- Connecting with Peninsula people for Jesus

We begin October with the start of Day Light Saving! 

For the Christian Church this time continues to be the Season after Pentecost, which began on June 11 and we find ourselves in the middle of the wilderness with the people of Israel.  The people are on a spiritual journey.

Recently I came across a book entitled SOULSTICE by Sharonne Price.  She says:

The book is called “Soulstice” because the solstice is the perceived “turning point” of the seasons – a time of approaching change.  The metaphor of season enables us to accept that everything has its time and that strength may actually be in letting go.  It also helps us see life with its redemptive rhythms and the great ecology of the spirit in human lives.
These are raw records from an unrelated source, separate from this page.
PR #1039, opened 2020-11-09
style: making the response example section scrollable

erunion:
## 🧰 What's being changed?

The new response example work in https://github.com/readmeio/api-explorer/pull/1027 introduced a new problem of large response schemas potentially blowing up the length of the page.

## 🧪 Testing

ezgif com-gif-maker


rafegoldberg (approved):
LGTM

Everyone works through the dilemmas of identity, meaning, love and trust in their lives, whatever their views about God might be.  I wrote Soulstice about journeys because it is such a common metaphor for life – while it may be overused in this way, it’s a term that many can easily identify with.

In Soulstice, I identify four journeys of the soul – Exploration, the Heroic Journey, Pilgrimage and the Journey Home. Whilst they overlap, each of them requires a different stance from the traveller, even a different goal. Sometimes we have not thought about what sort of a journey we are taking – we just set out. There are lessons to be gleaned from the differences in the journeys and various potholes along the way.
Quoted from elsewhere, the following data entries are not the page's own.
PR #1050, opened 2020-11-17
feat: request body raw/json mode editor

erunion:
## 🧰 What's being changed?

This adds a new JSON tab on `application/json`-compatible request bodies to allow users to edit the raw JSON contents of their request.

Screen Shot 2020-11-18 at 5 42 22 PM

The initial contents of this editor is populated from the first example we can grab off the request. If we can't grab an example, we'll default to an empty JSON object.

**Syncing this data between the form inputs is not currently supported.**

* [x] JSON editor is enabled via a `enableRequestBodyJsonEditor` prop on the explorer.
* [x] Invalid JSON in the editor should throw an error message and not update the code samples.
* [x] Buttons available beneath the editor and in a new modal next to "Try It" to reset the JSON editor back to the original state.
* [x] Styles
  * [x] Changes do not conflict with the explorer when this editor is not available.
* [x] Tests

## 🧪 Testing

Load up the test server and check the petstore example. You should be able to:

* Tab to the JSON editor.
* Have the JSON editor prefilled with an example request.
* Edit the contents of the JSON editor with different data.
* Input invalid JSON and receive an error message at the bottom of the editor and up top at the submit button.
* Be able to reset the JSON editor at any time to the original state it was in (with the example request).
* Tab back to the Form side and have its original state intact.


packages/api-explorer/src/CodeSample.jsx
```diff
@@ -68,7 +68,7 @@ class CodeSample extends React.Component {
               <div key={key} style={{ display: selected ? 'block' : 'none' }}>
                 <CopyCode key={`copy-${key}`} code={example.code} />
                 <pre className="tomorrow-night tabber-body" style={{ display: selected ? 'block' : '' }}>
-                  {syntaxHighlighter(example.code, example.language, { dark: true })}
+                  {syntaxHighlighter(example.code, example.language, { customTheme: 'tomorrow-night' })}
```
erunion, line 71: `@readme/syntax-highlighter` no longer natively supports the `tomorrow-night` theme that we use for code samples so we're passing this in. CSS for the theme is already being loaded within the explorer and our Hub2 bundle in prod so we don't need to worry about that.

packages/api-explorer/src/Doc.jsx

As for journeys, I’ve often been frustrated with Christians who have an “are we there yet?” approach to faith, or who seem to believe that the destination is all that is important. 

Life is not experienced as a formula to be discovered or a set of boxes to be ticked. It’s much more gristly and sinewy than that. It requires all the things that a great journey demands – self-knowledge, courage, hope, faith, and the gifts of grace that are bestowed on us all along the way.’

Journey with God today, journey together with others and live in moment.